Dec. 27, 1930 – June 6, 2019
William A. Carrigan Jr. was the fourth generation of his family to become a plastering contractor. His father did plaster work in Our Lady of Victory Basilica in Lackawanna.
“He was an intern to his grandfather in England,” his daughter, Linda Schmolke, said. “He did historical restoration for mansions in Buffalo. He did ornamental plastering. It was beautiful.”
The owner and operator of Town and Country Plastering in Getzville, he died June 6 in Hospice Buffalo, Cheektowaga, after a long illness. He was 88.
Born in Buffalo, he grew up in the Masten Park neighborhood and attended School 8 and a high school in the city. He worked as a plasterer all his life.

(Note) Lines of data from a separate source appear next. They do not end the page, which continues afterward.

PR #403, opened 2022-08-14
Add a macro to help with plan tests

devtomio:
## What does this PR address?

Creates a separate helper crate to remove code duplication on plan tests. 

## Before submitting:


coffee-cup (approved):
Nice! I like this change. Eventually, when we have a file based config format (planned), we can use that instead of `test.env` files. But this works well for now.

PR #412, opened 2022-08-17
Remove Random PHP Folder

JakeCooper:
Don't think this should be here


JakeCooper:
Oh lord yup these are required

He had passed the business on to his son, William A. III, until he died in a motorcycle accident in 2013. He continued working until recently, his daughter said.

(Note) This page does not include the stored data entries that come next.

PR #415, opened 2022-08-17
Add node_modules/.bin to path

### LINKED ISSUE #399: Nixpacks does not make the installed node_modules executables available

### Describe the bug

When building a node project with custom commands (i.e.: `--build-cmd`), the installed npm packages are not available to be used in the image.

For example, trying to build a Blitz project and passing `blitz build` to `--build-cmd` fails because `blitz` is not found. 
Note that in a simple project, the build works without a custom command, but the point is that I'd expect whatever was installed to be available in the image. 

### To reproduce

1. Clone this repo: https://github.com/crondinini/blitzjs
2. Run nixpacks with: `nixpacks . build --build-cmd 'blitz dev'`
3. See the error:
```
[+] Building 36.6s (11/12)
 => [internal] load build definition from Dockerfile                                0.2s
 => => transferring dockerfile: 626B                                                0.1s
 => [internal] load .dockerignore                                                   0.2s
 => => transferring context: 2B                                                     0.0s
 => [internal] load metadata for ghcr.io/railwayapp/nixpacks:debian-1657820962      0.6s
 => [internal] load build context                                                   0.1s
 => => transferring context: 681.65kB                                               0.1s
 => [stage-0 1/8] FROM ghcr.io/railwayapp/nixpacks:debian-1657820962@sha256:f116f7  0.0s
 => CACHED [stage-0 2/8] WORKDIR /app/                                              0.0s
 => CACHED [stage-0 3/8] COPY environment.nix /app/                                 0.0s
 => CACHED [stage-0 4/8] RUN nix-env -if environment.nix                            0.0s
 => [stage-0 5/8] COPY . /app/                                                      0.1s
 => [stage-0 6/8] RUN --mount=type=cache,id=mgAt8pKUNJE-/usr/local/share/cache/ya  35.0s
 => ERROR [stage-0 7/8] RUN --mount=type=cache,id=mgAt8pKUNJE-node_modules/cache,t  0.4s
------
 > [stage-0 7/8] RUN --mount=type=cache,id=mgAt8pKUNJE-node_modules/cache,target=node_modules/.cache blitz dev:
#11 0.412 /bin/bash: line 1: blitz: command not found
```

### Expected behavior

I'd expect the installed packages to be available by adding `node_modules/.bin` to the PATH.

Looking at the code for other providers, both [`python`](https://github.com/railwayapp/nixpacks/blob/main/src/providers/python.rs#L73) and [`ruby`](https://github.com/railwayapp/nixpacks/blob/main/src/providers/ruby.rs#L57-L59) have a step during the install process that adds what looks like the `bin` folder related to the packages installed (I'm assuming this based on the folder name, but I could be wrong as I'm not familiar with those languages).

### Environment

MacOS Monterey 12.4
nixpacks 0.2.11

coffee-cup:
Fixes #399

Add the `./node_modules/.bin` directory to the path in Node apps.

### DIFF
--- a/src/providers/node/mod.rs
+++ b/src/providers/node/mod.rs
@@ -71,6 +71,7 @@ impl Provider for NodeProvider {
         // Install
         let mut install = Phase::install(Some(NodeProvider::get_install_command(app)));
         install.add_cache_directory(NodeProvider::get_package_manager_cache_dir(app));
+        install.add_path("/app/node_modules/.bin".to_string());
 
         // Cypress cache directory
         let all_deps = NodeProvider::get_all_deps(app)?;
@@ -79,7 +80,6 @@ impl Provider for NodeProvider {
         }
 
         // Build
-
         let mut build = if NodeProvider::is_nx_monorepo(app) {
             let app_name = NodeProvider::get_nx_app_name(app, env)?.unwrap();
             Phase::build(Some(format!("npx nx run {}:build:production", app_name)))
--- a/tests/snapshots/generate_plan_tests__node.snap
+++ b/tests/snapshots/generate_plan_tests__node.snap
@@ -21,6 +21,9 @@ expression: plan
       ],
       "cacheDirectories": [
         "/root/.npm"
+      ],
+      "paths": [
+        "/app/node_modules/.bin"
       ]
     },
     {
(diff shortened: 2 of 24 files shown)


Milo123459 (approved):

devtomio:
IMO it would be better to just make the files in `node_modules/.bin` executable instead of adding them to path to avoid name conflicts.

coffee-cup:
> IMO it would be better to just make the files in `node_modules/.bin` executable instead of adding them to path to avoid name conflicts.

These files are already executable. However, they are not available globally (e.g. running `prisma` wont' work) which is a fairly common thing to do in the Node world.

A boating enthusiast, he was former commodore of Outboard Boat Club in the Town of Tonawanda and a member of the Buffalo Power Squadron. He was a longtime Getzville volunteer firefighter.
“After he sold the boat,” his daughter said, “he got into sports cars.”

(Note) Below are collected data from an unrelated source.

PR #418, opened 2022-08-18
Elixir support

JakeCooper:
This PR adds support for Elixir Phoenix


src/providers/elixir.rs
```diff
@@ -0,0 +1,61 @@
...
+
+#[derive(Serialize, Deserialize, Default, Debug)]
+pub struct DenoTasks {
+    pub start: Option<String>,
+}
+
+#[derive(Serialize, Deserialize, Default, Debug)]
+pub struct DenoJson {
+    pub tasks: Option<DenoTasks>,
+}
```
coffee-cup, line 22: These are not needed

src/providers/elixir.rs
```diff
@@ -0,0 +1,61 @@
...
+    fn name(&self) -> &str {
+        "elixir"
+    }
+
+    fn detect(&self, app: &App, _env: &Environment) -> Result<bool> {
+        Ok(app.includes_file("mix.exs"))
+    }
+
+    fn get_build_plan(&self, _app: &App, _env: &Environment) -> Result<Option<BuildPlan>> {
+        let mut plan = BuildPlan::default();
```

His pride and joy was a yellow Triumph TR7, which he displayed at car shows.
As a boy, he wrote letters to celebrities and servicemen in World War II. A letter to Douglas “Wrong Way” Corrigan led to a meeting and photo with the celebrated aviator when he visited Buffalo after his unintentional transatlantic flight to Ireland in 1938.
He also enjoyed traveling, gardening, snowmobiling, dogs and bird watching.
For 20 years, he spent winters in Punta Gorda, Fla. After his condominium there was heavily damaged by Hurricane Charley in 2004, he rebuilt it himself.
His wife, the former Mary A. Rumbolt Burnell, died in 2002.
Survivors include another daughter, Jill Taberski; two sons, Jeffrey and Jack; and many grandchildren and great-grandchildren.
Services were held Tuesday, June 11, in Beach-Tuyn Funeral Home, 5541 Main St., Williamsville.